[[ Data shown, beginning ]]

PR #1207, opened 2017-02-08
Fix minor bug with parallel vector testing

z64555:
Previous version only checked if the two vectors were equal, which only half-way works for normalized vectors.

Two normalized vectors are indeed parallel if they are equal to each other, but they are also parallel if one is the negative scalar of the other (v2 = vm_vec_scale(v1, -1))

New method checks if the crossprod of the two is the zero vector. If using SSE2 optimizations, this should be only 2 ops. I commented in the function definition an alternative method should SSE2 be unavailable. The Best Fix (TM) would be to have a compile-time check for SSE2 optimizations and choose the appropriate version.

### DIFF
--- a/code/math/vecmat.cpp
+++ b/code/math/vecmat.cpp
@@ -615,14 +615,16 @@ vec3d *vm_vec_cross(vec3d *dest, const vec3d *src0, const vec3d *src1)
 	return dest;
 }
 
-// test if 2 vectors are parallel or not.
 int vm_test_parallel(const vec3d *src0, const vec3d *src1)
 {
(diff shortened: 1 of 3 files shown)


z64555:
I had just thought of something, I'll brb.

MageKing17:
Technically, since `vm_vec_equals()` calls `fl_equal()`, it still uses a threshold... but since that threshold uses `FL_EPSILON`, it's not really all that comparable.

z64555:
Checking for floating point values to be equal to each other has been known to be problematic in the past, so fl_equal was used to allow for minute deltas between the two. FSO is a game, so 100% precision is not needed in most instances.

[[ Data shown, end ]]

[Task to complete]: Return the complete material exactly as it appears.

[Answer box]:
PR #1207, opened 2017-02-08
Fix minor bug with parallel vector testing

z64555:
Previous version only checked if the two vectors were equal, which only half-way works for normalized vectors.

Two normalized vectors are indeed parallel if they are equal to each other, but they are also parallel if one is the negative scalar of the other (v2 = vm_vec_scale(v1, -1))

New method checks if the crossprod of the two is the zero vector. If using SSE2 optimizations, this should be only 2 ops. I commented in the function definition an alternative method should SSE2 be unavailable. The Best Fix (TM) would be to have a compile-time check for SSE2 optimizations and choose the appropriate version.

### DIFF
--- a/code/math/vecmat.cpp
+++ b/code/math/vecmat.cpp
@@ -615,14 +615,16 @@ vec3d *vm_vec_cross(vec3d *dest, const vec3d *src0, const vec3d *src1)
 	return dest;
 }
 
-// test if 2 vectors are parallel or not.
 int vm_test_parallel(const vec3d *src0, const vec3d *src1)
 {
(diff shortened: 1 of 3 files shown)


z64555:
I had just thought of something, I'll brb.

MageKing17:
Technically, since `vm_vec_equals()` calls `fl_equal()`, it still uses a threshold... but since that threshold uses `FL_EPSILON`, it's not really all that comparable.

z64555:
Checking for floating point values to be equal to each other has been known to be problematic in the past, so fl_equal was used to allow for minute deltas between the two. FSO is a game, so 100% precision is not needed in most instances.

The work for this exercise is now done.